# Labadee Haiti fly fishing



## mpl1978 (Apr 14, 2016)

Gents,
I am stopping at Labadee Haiti on an upcoming Royal Caribbean cruise and was wondering if anyone has fly fished the beach or shore?


----------



## crboggs (Mar 30, 2015)

Wouldn't waste my time trying.


----------



## Backwater (Dec 14, 2014)

crboggs said:


> Wouldn't waste my time trying.


I heard that. Someone told me that there is no fishery conservation over there whatsoever and they take everything they catch. No rules, not limits, nothing left. 

I can't see how Haiti is a destination spot for cruise lines, when they are struggling for humanitarian needs.


----------



## kenb (Aug 21, 2015)

Backwater said:


> I heard that. Someone told me that there is no fishery conservation over there whatsoever and they take everything they catch. No rules, not limits, nothing left.
> 
> I can't see how Haiti is a destination spot for cruise lines, when they are struggling for humanitarian needs.

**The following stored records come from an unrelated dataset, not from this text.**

PR #2309, opened 2024-05-01
fix: set_item actions nested inside item loop

jfmcquade:
PR Checklist

## Description

Fixes an issue where `set_item` and `set_items` actions would not function as expected when the row was deeply nested within an item loop, e.g. within a `display_group` component inside an item loop.

This was due to the `setItemContext` meta only being applied to actions within the top-level `action_list` inside the items loop.

## Git Issues

Issue identified in [this mattermost thread](https://chat.idems.international/all/pl/spto5y6f53b4xfm1k6p8x91dpc).

## Screenshots/Videos

See new [debug_data_items_actions](https://docs.google.com/spreadsheets/d/1HvJOcbYGtrkPxwkPp8lvNW63ngsvworzz_jEUo5Swe0/edit#gid=1007541292) component. The buttons on all actions now function as expected – on `master`, the buttons in the second items loop, nested inside `display_group`s, do not trigger the action correctly and an error is thrown.

Screenshot 2024-05-01 at 15 35 38

https://github.com/IDEMSInternational/parenting-app-ui/assets/64838927/a86caf98-8ad1-40dc-9d09-35f4dafb7c96

### DIFF
--- a/src/app/shared/components/template/components/data-items/data-items.component.ts
+++ b/src/app/shared/components/template/components/data-items/data-items.component.ts
@@ -89,8 +89,7 @@ export class TmplDataItemsComponent extends TemplateBaseComponent implements OnD
   }
 
   /**
-   * Update item dynamic evaluation context and action lists to include relevant
-   * item data
+   * Update item dynamic evaluation context and action lists to include relevant item data.
    * @param templateRows List of template rows generated from itemData by item processor
    * @param itemData List of original item data used to create item rows (post operations such as filter/sort)
    * @param dataListName The name of the source data list (i.e. this.dataListName, extracted for ease of testing)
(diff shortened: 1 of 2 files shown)


esmeetewinkel (approved):
Functional test passed

src/app/shared/components/template/components/data-items/data-items.component.ts
```diff
@@ -93,44 +93,59 @@ export class TmplDataItemsComponent extends TemplateBaseComponent implements OnD
...
+        }
+        if (a.action_id === "set_items") {
+          // TODO - add a check for @item refs and replace parameter list with correct values
+          // for each individual item (default will be just to pick the first)
+          a.args = [setItemContext];
+        }
+        return a;
+      });
+    }
+    if (row.rows) {
```
chrismclarke, line 145: nit(non-blocking): might be good to add a quick comment to make explicit why checking, e.g
```
// ensure item children with nested rows (e.g. display groups) also inherit item context
```

chrismclarke (approved):
Thanks @jfmcquade, nice to have the use-case covered, also very much appreciate adding spec tests for the component, really helps clarify the behaviour and will make it much easier to work on in the future.

I've added one minor blocking comment inline. I also noticed that it would probably be possible to reduce the diff by simply adapting the original code in the same way as you've done with the recursive function, namely keeping the original `templateRows.map(r=>...` function and simply adding the recursive call
```ts
 if (r.rows) {
      r.rows = r.rows.map((childRow) => this.setItemMeta(childRow, itemData));
    }
```
But I'm not strongly opposed to having two functions to handle the setItemMeta process so I'll leave you to decide if you think worth a quick refactor or not.

jfmcquade:
> I also noticed that it would probably be possible to reduce the diff by simply adapting the original code in the same way as you've done with the recursive function, namely keeping the original `templateRows.map(r=>...` function and simply adding the recursive call
> 
> ```ts
>  if (r.rows) {
>       r.rows = r.rows.map((childRow) => this.setItemMeta(childRow, itemData));
>     }
> ```
> 
> But I'm not strongly opposed to having two functions to handle the setItemMeta process so I'll leave you to decide if you think worth a quick refactor or not.

Ah, good point. Refactoring along these lines actually makes the logic simpler than this, because `setItemMeta()` takes an array of rows. See latest diff for all commits.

It's an inexpensive port for the cruise lines


----------



## crboggs (Mar 30, 2015)

Labadee is RCI's private beach area. Its sectioned off from the rest of the island. I would imagine the inshore and near shore waters are heavily fished for sustenance purposes.

I wouldn't bother trying to fly fish because of the crowd and beach layout. And I never saw any fish when I was snorkeling around with my kids when we were there.


----------



## permitchaser (Aug 26, 2013)

Don't even bring a rod. We went to the Dominican Republic and I figured ocean-fish so I brought rods. As you know the DR is the same hunk of land as Haiti only south. After we checked in the resort I went to the beach and snorkeled, not a fish even out away from the beach. They eat everything. My grandsons and I went on a snorkel boat trip it was sad. Just a few fish on the half dead reef
We will never go back there


----------



## Backwater (Dec 14, 2014)

permitchaser said:


> Don't even bring a rod. We went to the Dominican Republic and I figured ocean-fish so I brought rods. As you know the DR is the same hunk of land as Haiti only south. After we checked in the resort I went to the beach and snorkeled, not a fish even out away from the beach. They eat everything. My grandsons and I went on a snorkel boat trip it was sad. Just a few fish on the half dead reef
> We will never go back there


Yeah DR is the better half of the island. Haiti is way worse, or so I'm told.


----------



## Finn Maccumhail (Apr 9, 2010)

Backwater said:


> Yeah DR is the better half of the island. Haiti is way worse, or so I'm told.


DR is a third-world country. Haiti would need to improve substantially to reach third-world status.


----------



## Cut Runner (Jan 25, 2017)

I spent a week all over Haiti for work. Had a good amount of time to check it out as well. I wouldnt bother bringing a rod.
now if you spearfish then thats a different story.
in some spots guys can swim off the beach with a speargun and boogie board and shoot wahoo, it drops off SUPER fast


----------